Your answer should consist solely of the lines from the first line of the data through the line with "site name, creator)", each reproduced exactly.
* * * *
PR #1296, opened 2021-04-08
RD-1758 / RD-1760 - Add basic support for labels rules and free-text support for other rules

qooban:
### Changes

* Make `Stage.Common.Filters.Form` usable component with simple interface: 
```
{
    initialFilters: FilterRule[];
    onChange: (filterRules: FilterRule[]) => void;
    toolbox: Stage.Types.Toolbox;
}
```
where `FilterRule` is Cloudify API accepted filter rule (see: https://docs.cloudify.co/api/staging/dev/#filters).
* Add support for labels rules with `is_null` and `is_not_null` operators
* Add partial support for labels rules with `any_of`, `not_any_of` operators (partial, because you cannot specify multiple label values)
* Add free text support for other rules (blueprint, site name, creator)

In this PR there is no support for multiple things. I have created few issues to handle that:
* Multiple selection dropdown with auto completion for label values (RD-2006)
* Labels dropdowns styling (RD-2007)
* Error handling (e.g. empty rule values) and sending info to the parent (RD-2011)
* ValueDropdown & KeyDropdown should not allow to provide free text in labels filters (RD-2012)

### Video

https://user-images.githubusercontent.com/5202105/114146924-73714500-9918-11eb-94c9-222337518eb3.mp4


qooban:
@Gelio @kubama 

I know we all are extremely busy right now, so I don't expect you to review PR in draft state, but... If you - by chance - find some free cycles today, you can take a look. 

Just, be aware that it is not yet finalized, I will continue tomorrow morning, eg. I didn't manage to add proper description to the PR today. On the other hand I don't expect big code changes to come into this PR. There are many leftovers I am aware of, I'm going to update/create other issues to handle it and probably provide some more explanations using PR description / GitHub comments.

Gelio:
I doubt having free time today, especially with the upcoming monthly meeting :slightly_smiling_face: I'll review this one tomorrow, though

widgets/common/src/filters/types.ts
```diff
@@ -2,6 +2,43 @@
 export interface FilterRule {
     key: string;
     values: string[];
-    operator: string;
+    operator: RuleOperator;
     type: 'label' | 'attribute';
```
kubama, line 6: Would it be beneficial to introduce enum here?

widgets/common/src/filters/RuleInput.tsx
```diff
@@ -1,7 +1,56 @@
...
+
+interface RuleOperatorDropdownProps {
+    onChange: (value: string[]) => void;
+    operator: RuleOperator;
+    ruleType: RuleType;
+    toolbox: Stage.Types.Toolbox;
+    values: string[];
+}
+
+const RuleInput: FunctionComponent<RuleOperatorDropdownProps> = ({ onChange, operator, ruleType, toolbox, values }) => {
```
kubama, line 16: Wouldn't `RuleValueInput` be a more appropriate name for this component?

widgets/common/src/filters/RuleInput.tsx
```diff
@@ -1,7 +1,56 @@
...
     const { Input } = Stage.Basic;
-    return <Input type="text" />;
+    const keyDropdownRef = useRef();
+    const [labelKey, labelValue] = values;
+
+    useEffect(() => {
+        if (
+            ruleType === RuleType.Label &&
+            (operator === LabelsOnlyRuleOperator.IsNull || operator === LabelsOnlyRuleOperator.IsNotNull)
```
kubama, line 24: This somehow duplicates condition that is already present in L30 and L40 - if so, maybe the `onChange` call could be moved to `LabelValueDropdown` and called on component unmount?

widgets/common/src/filters/types.ts
```diff
@@ -2,6 +2,43 @@
...
+}
+
+export enum RuleType {
+    Label = 'label',
+    Blueprint = 'blueprint_id',
+    SiteName = 'site_name',
+    Creator = 'created_by'
+}
+
+export enum CommonRuleOperator {
```
kubama, line 20: Looking at how it is used I don't think we actually need an exported separate enum for common rule operators - instead it could be composed into `LabelsOnlyRuleOperator` and `AttributesOnlyRuleOperator` enums.

widgets/common/src/filters/RuleOperatorDropdown.tsx
```diff
@@ -1,28 +1,50 @@
...
 import type { DropdownItemProps } from 'semantic-ui-react/dist/commonjs/modules/Dropdown/DropdownItem';
+
 import { i18nPrefix } from './consts';
+import { RuleType, LabelsRuleOperator, AttributesRuleOperator } from './types';
+import type { RuleOperator } from './types';
+
+interface RuleOperatorDropdownProps {
+    ruleType: RuleType;
+    onChange: (value: RuleOperator) => void;
+    operator: RuleOperator;
```
kubama, line 12: Wouldn't it be more expected to name this prop `value`?

widgets/common/src/filters/RuleTypeDropdown.tsx
```diff
@@ -0,0 +1,40 @@
...
+    return (
+        <Dropdown
+            clearable={false}
+            search
+            selection
+            selectOnNavigation
+            name="ruleType"
+            options={ruleTypeOptions}
+            value={ruleType}
+            onChange={(_event: SyntheticEvent, data: DropdownProps) => onChange(data.value as RuleType)}
```
kubama, line 36: This looks like something very common - don't we somewhere have this value extraction logic as utility function that could be reused here?

kubama (commented):
I've added some comments.

I like enums introduction in this PR - reviewing it surely broadened my TS perspective a bit 🙂.

widgets/common/src/filters/FiltersDefinitionForm.tsx
```diff
@@ -1,24 +1,52 @@
...
+
+    const emptyRow: FilterRuleRow = {
+        id: '',
+        type: 'label',
+        key: '',
+        operator: CommonRuleOperator.AnyOf,
+        values: []
+    };
+
+    return { ...emptyRow, id: uuid() };
```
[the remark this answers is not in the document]
qooban: Originally it was outside of the function, but as L21 is the only use of `emptyRow`, I put it inside the function.
Do you think it'd be better to change it?

widgets/common/src/filters/types.ts
```diff
@@ -2,6 +2,43 @@
...
     key: string;
     values: string[];
-    operator: string;
+    operator: RuleOperator;
     type: 'label' | 'attribute';
 }
+
+export interface FilterRuleRow extends FilterRule {
+    id: string;
+}
```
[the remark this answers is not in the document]
qooban: Sorry, I think I have too little TS understanding, so I don't get it. Can you explain it a bit more?

Is it to have something like:
```
export interface FilterRuleRow {
    id: string;
    rule: FilterRule;
}
```
?

By conversion logic you mean tranforming `FilterRule` into `FilterRuleRow` and the other way round?
`FilterRuleRow` -> `FilterRule` is a one-liner: `omit(filterRuleRow, 'id')`
`FilterRule` -> `FilterRuleRow` is a one-liner, too: `{ ...filterRule, id: uuid() }`
So I think they are quite simple.

widgets/common/src/filters/types.ts
```diff
@@ -2,6 +2,43 @@
...
+
+export const RuleOperator = { ...CommonRuleOperator, ...LabelsOnlyRuleOperator, ...AttributesOnlyRuleOperator };
+export type RuleOperator = CommonRuleOperator | LabelsOnlyRuleOperator | AttributesOnlyRuleOperator;
+
+export const LabelsRuleOperator = { ...CommonRuleOperator, ...LabelsOnlyRuleOperator };
+export type LabelsRuleOperator = CommonRuleOperator | LabelsOnlyRuleOperator;
+
+export const AttributesRuleOperator = { ...CommonRuleOperator, ...AttributesOnlyRuleOperator };
+export type AttributesRuleOperator = CommonRuleOperator | AttributesOnlyRuleOperator;
```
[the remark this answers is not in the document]
qooban: I found that way to allow providing a type and "enum"-like const.
Ref.: https://stackoverflow.com/questions/48478361/how-to-merge-two-enums-in-typescript - section "1. Using string enums"

I think now that I don't need all of them. I'll try to refactor it a bit.

widgets/common/src/filters/types.ts
```diff
@@ -2,6 +2,43 @@
 export interface FilterRule {
     key: string;
     values: string[];
-    operator: string;
+    operator: RuleOperator;
     type: 'label' | 'attribute';
 }
```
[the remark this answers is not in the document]
qooban: Hmm... Maybe, I'm not very fluent in TS, so I cannot judge it properly. 

I have only one concern, wouldn't it introduce more complexity and at the same time provide very little value?

widgets/common/src/filters/types.ts
qooban: I was thinking about that as well. I'll add it.

widgets/common/src/filters/RuleInput.tsx
qooban: Yeah, make sense, I'll change it.

widgets/common/src/filters/RuleInput.tsx
qooban: I'll try to implement it, I'm not sure it will work this way.

widgets/common/src/filters/types.ts
qooban: Right, I'll remove export.

widgets/common/src/filters/FiltersDefinitionForm.tsx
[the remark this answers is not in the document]
kubama: Not necessarily. I was just surprised by creating an object with empty `id` and then cloning it immediately and assigning a new `id` value. I think it would make perfect sense to create it just once with proper `id` value set at hand.

widgets/common/src/filters/RuleOperatorDropdown.tsx
qooban: If so, then in other components like `RuleTypeDropdown` and `RuleInput` dropdown we should also change the main prop to `value`. I did that at the beginning, but I ended up thinking it's more clear to see the actual name of the filter field as a prop. Let me know if I should still consider the change.

widgets/common/src/filters/RuleTypeDropdown.tsx
qooban: I'll see if I manage to do so. I cannot promise (due to tight schedule).

qooban:
I'm going to change type names and polish the changes, so I'll notify you once the PR is ready for the reviews by sending proper requests.

widgets/common/src/filters/types.ts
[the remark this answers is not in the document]
kubama: > Is it to have something like:
> 
> ```
> export interface FilterRuleRow {
>     id: string;
>     rule: FilterRule;
> }
> ```
> 
> ?

Yes, this is what I meant.

The conversion logic is indeed simple, but it could be even simpler and at the same time more robust. The `FilterRuleRow` to `FilterRule` conversion could be then as simple as `filterRuleRow.filter` - in this case it wouldn't depend on what decorator properties are defined - it would work correctly without the need for being updated if more decorator properties than just `id` were added.

This is an optional/cosmetic thing.

widgets/common/src/filters/types.ts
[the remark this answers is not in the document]
kubama: Ok, I'm resolving this thread then.

widgets/common/src/filters/FiltersDefinitionForm.tsx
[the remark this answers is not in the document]
qooban: Ah, yeah, of course. Now I get it. I'll change it.

widgets/common/src/filters/types.ts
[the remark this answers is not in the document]
kubama: The value wouldn't be that great, but I think the solution wouldn't be complex either. Still, I'm leaving it up to you.

Gelio:
> I'm going to change type names and polish the changes, so I'll notify you once the PR is ready for the reviews by sending proper requests.

Alright then, I'll wait with the review in this case :slightly_smiling_face:

widgets/common/src/filters/RuleOperatorDropdown.tsx
kubama: Since it is non standard for me it was not clear at the first sight. Since we are dealing with an input component I was expecting to see `value` prop. The `operator` prop was confusing to me - as opposed to `value` my thinking was that it is a prop that is a rather static configuration option. "Why do I have to specify an operator if it's an operator selection input?" I ended up drilling down to the implementation to find out what's going on. Summing up, I'm still opting for the change.

qooban: Changed.

widgets/common/src/filters/RuleTypeDropdown.tsx
qooban: I didn't find anything and I think we can defer extracting it.

widgets/common/src/filters/types.ts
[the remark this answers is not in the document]
qooban: To be honest, I don't know with my current knowledge how to do it properly. If you provide me ready solution I can do it, but IMHO we can defer it to the later phase of filters development, to make it possible to finalize basic part till 13th Apr.

widgets/common/src/filters/types.ts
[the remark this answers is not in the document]
qooban: Done.

widgets/common/src/filters/RuleInput.tsx
qooban: I'll be modifying LabelValueDropdown in the next PRs (eg. RD-2006), so I think I can consider it then.

widgets/common/src/filters/RuleTypeDropdown.tsx
kubama: Sure 👍. Thanks for checking though.

widgets/common/src/filters/RuleInput.tsx
kubama: Ok, I'm resolving this thread then.

widgets/common/src/filters/types.ts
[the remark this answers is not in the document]
kubama: My try would be:
```
interface LabelFilterRule {
    key: string;
    values: string[];
    operator: LabelsRuleOperator;
    type: 'label';
}

interface AttributeFilterRule {
    key: 'blueprint_id' | 'site_name' | 'created_by';
    values: string[];
    operator: AttributesRuleOperator;
    type: 'attribute';
}

export type FilterRule = LabelFilterRule | AttributeFilterRule;
```

test/cypress/integration/widgets/deployments_view_spec.ts
```diff
@@ -150,7 +151,12 @@ describe('Deployments View widget', () => {
         before(() => {
             cy.deleteDeploymentsFilter(filterId, { ignoreFailure: true })
                 .createDeploymentsFilter(filterId, [
-                    { type: 'label', key: 'precious', values: ['yes'], operator: 'any_of' }
+                    {
```
Gelio, line 154: Thanks :smile:

widgets/common/src/filters/types.ts
```diff
@@ -2,6 +2,46 @@
...
+export enum FilterRuleRowType {
+    Blueprint = 'blueprint_id',
+    SiteName = 'site_name',
+    Creator = 'created_by',
+    Label = 'label'
+}
+
+export const FilterRuleOperators = { ...CommonRuleOperator, ...LabelsOnlyRuleOperator, ...AttributesOnlyRuleOperator };
+export const LabelsFilterRuleOperators = { ...CommonRuleOperator, ...LabelsOnlyRuleOperator };
+export const AttributesFilterRuleOperators = { ...CommonRuleOperator, ...AttributesOnlyRuleOperator };
```
Gelio, line 47: Clever way to extend enums :smile:

widgets/common/src/filters/types.ts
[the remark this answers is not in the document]
Gelio: Good suggestion :+1: I was about to comment about the same thing. The implementation from @kubama looks solid :slightly_smiling_face: 

This feature is TS is called a discriminated union type (https://www.typescriptlang.org/docs/handbook/unions-and-intersections.html#discriminating-unions), with the `type` property being the discriminator in this case :slightly_smiling_face:

widgets/common/src/filters/FiltersDefinitionForm.tsx
```diff
@@ -28,10 +55,25 @@ const FiltersDefinitionForm: FunctionComponent = () => {
         setRows(latestRows => latestRows.filter(row => row.id !== id));
     }
 
+    function updateRule(id: string, newRule: FilterRule) {
+        setRows(latestRows => latestRows.map(row => (row.id === id ? { id: row.id, rule: newRule } : row)));
```
Gelio, line 59: Nice use of the updater function :+1:

widgets/common/src/filters/FiltersDefinitionForm.tsx
```diff
@@ -3,22 +3,49 @@ import type { FunctionComponent } from 'react';
...
-const FiltersDefinitionForm: FunctionComponent = () => {
-    const { UnsafelyTypedForm: Form } = Stage.Basic;
-    const [rows, setRows] = useState(() => [getNewRow()]);
+function getFilterRule(filterRuleRow: FilterRuleRow): FilterRule {
+    return filterRuleRow.rule;
+}
+
+interface FiltersDefinitionFormProps {
+    initialFilters: FilterRule[];
+    onChange: (filterRules: FilterRule[]) => void;
```
Gelio, line 35: :tada: 

Very cool design :+1: Having the `id`s be handled internally sounds IMO like a very nice pattern :+1:

widgets/common/src/filters/FiltersDefinitionForm.tsx
```diff
@@ -28,10 +55,25 @@ const FiltersDefinitionForm: FunctionComponent = () => {
...
+
     return (
         <Form>
             {rows.map(row => (
-                <RuleRow key={row.id} removable={rows.length > 1} onRemove={() => removeRule(row.id)} />
+                <RuleRow
+                    key={row.id}
+                    rule={getFilterRule(row)}
+                    removable={rows.length > 1}
+                    onChange={(value: FilterRule) => updateRule(row.id, value)}
```
Gelio, line 73: Optional:

Since `onChange` is statically typed, TS can infer the type of `value`, so we can drop it, unless it's there for readability purposes :slightly_smiling_face: 

```suggestion
                    onChange={value => updateRule(row.id, value)}
```

Also, we could name the `value` a bit more concretely :slightly_smiling_face: 

```suggestion
                    onChange={rule => updateRule(row.id, rule)}
```

widgets/common/src/filters/RuleRowTypeDropdown.tsx
```diff
@@ -0,0 +1,39 @@
...
+    onChange: (value: FilterRuleRowType) => void;
+    value: FilterRuleRowType;
+}
+
+const ruleRowTypeOptions = (() => {
+    const { i18n } = Stage;
+    return Object.values(FilterRuleRowType).map(
+        (ruleType): DropdownItemProps => ({
+            text: i18n.t(`${i18nPrefix}.ruleTypesLabels.${camelCase(ruleType)}`),
+            value: ruleType as FilterRuleRowType
```
Gelio, line 18: Optional:

`value` accepts any `string`, so the type assertion (that tells TS that it's only one of the possible enum values) is unnecessary :slightly_smiling_face: 

```suggestion
            value: ruleType
```

widgets/common/src/filters/RuleOperatorDropdown.tsx
```diff
@@ -1,28 +1,52 @@
...
+    ruleType: FilterRuleRowType;
+    onChange: (value: FilterRuleOperator) => void;
+    value: FilterRuleOperator;
+}
+
+function getDropdownOptions(operators: string[]) {
+    const { i18n } = Stage;
+    return operators.map(
+        (operator): DropdownItemProps => ({
+            text: i18n.t(`${i18nPrefix}.operatorsLabels.${camelCase(operator as string)}`),
```
Gelio, line 19: Optional:

The type assertion here seems unnecessary to me since `operator` is already a `string` :slightly_smiling_face: 

```suggestion
            text: i18n.t(`${i18nPrefix}.operatorsLabels.${camelCase(operator)}`),
```

widgets/common/src/filters/RuleOperatorDropdown.tsx
```diff
@@ -1,28 +1,52 @@
...
-        value: operator
-    })
-);
-
-const RuleOperatorDropdown: FunctionComponent = () => {
+const RuleOperatorDropdown: FunctionComponent<RuleOperatorDropdownProps> = ({ ruleType, onChange, value }) => {
     const { Dropdown } = Stage.Basic;
 
-    return <Dropdown search selection name="ruleOperator" options={operatorsOptions} />;
+    const [options, setOptions] = useState([] as DropdownItemProps[]);
```
Gelio, line 28: Digression:

I've been always using the following:

```suggestion
    const [options, setOptions] = useState<DropdownItemProps[]>([]);
```

That handles a bit more options, e.g. if you do not provide the default `[]` value, then `options` will be `DropdownItemProps[] | undefined` :slightly_smiling_face: 

Both are valid, I just wanted to show another way to do the same thing, one that can save you some typing in the future :slightly_smiling_face:

widgets/common/src/filters/RuleOperatorDropdown.tsx
```diff
@@ -1,28 +1,52 @@
...
+
+    useEffect(() => {
+        const operators = Object.values(
+            ruleType === FilterRuleRowType.Label ? LabelsFilterRuleOperators : AttributesFilterRuleOperators
+        );
+        const dropdownOptions = getDropdownOptions(operators);
+
+        setOptions(dropdownOptions);
+    }, [ruleType]);
```
Gelio, line 37: This looks like a poor man's `useMemo` :smile: 

```suggestion
    const options = useMemo(() => {
        const operators = Object.values(
            ruleType === FilterRuleRowType.Label ? LabelsFilterRuleOperators : AttributesFilterRuleOperators
        );
        return getDropdownOptions(operators);
    }, [ruleType]);
```

widgets/common/src/filters/RuleValueInput.tsx
```diff
@@ -0,0 +1,63 @@
...
+
+const RuleValueInput: FunctionComponent<RuleOperatorDropdownProps> = ({
+    onChange,
+    operator,
+    ruleType,
+    toolbox,
+    values
+}) => {
+    const { Input } = Stage.Basic;
+    const keyDropdownRef = useRef();
```
Gelio, line 24: Optional:

We could specify the type of the `current` property:

```suggestion
    const keyDropdownRef = useRef<HTMLElement>();
```

widgets/common/src/filters/RuleValueInput.tsx
```diff
@@ -0,0 +1,63 @@
...
+                    <LabelValueDropdown
+                        labelKey={labelKey}
+                        onChange={newValue => onChange([labelKey, newValue])}
+                        toolbox={toolbox}
+                        value={labelValue}
+                    />
+                )}
+            </>
+        );
+    }
```
Gelio, line 57: Optional:

We could probably extract this part into a separate component , which would most likely make it a bit more readable :smile:

Gelio (approved):
Looks good from my perspective :slightly_smiling_face: Solid work!

IMO all the comments can be addressed in the future, as they are minor :slightly_smiling_face:

widgets/common/src/filters/FiltersDefinitionForm.tsx
qooban: Thanks 🙂

widgets/common/src/filters/FiltersDefinitionForm.tsx
qooban: Thank you 🙂 

One of the intentions here was to make the parent able to work on the list of rules accepted by REST endpoint without any additional conversions.

widgets/common/src/filters/FiltersDefinitionForm.tsx
qooban: Make sense, I will change it according to your second suggestion.

widgets/common/src/filters/RuleRowTypeDropdown.tsx
qooban: True. Leftover from my original take to iterate over type values. I'll change that.

widgets/common/src/filters/RuleOperatorDropdown.tsx
qooban: True. Leftover from my original take to iterate over type values. I'll change that.

widgets/common/src/filters/RuleOperatorDropdown.tsx
qooban: Nice, I wasn't aware of it 👍🏻  Will change it.

widgets/common/src/filters/RuleValueInput.tsx
qooban: Right, will add it.

widgets/common/src/filters/RuleOperatorDropdown.tsx
qooban: Good idea, I'll change it.

widgets/common/src/filters/RuleValueInput.tsx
* * * *
Result for this exercise |
PR #1296, opened 2021-04-08
RD-1758 / RD-1760 - Add basic support for labels rules and free-text support for other rules

qooban:
### Changes

* Make `Stage.Common.Filters.Form` usable component with simple interface: 
```
{
    initialFilters: FilterRule[];
    onChange: (filterRules: FilterRule[]) => void;
    toolbox: Stage.Types.Toolbox;
}
```
where `FilterRule` is Cloudify API accepted filter rule (see: https://docs.cloudify.co/api/staging/dev/#filters).
* Add support for labels rules with `is_null` and `is_not_null` operators
* Add partial support for labels rules with `any_of`, `not_any_of` operators (partial, because you cannot specify multiple label values)
* Add free text support for other rules (blueprint, site name, creator)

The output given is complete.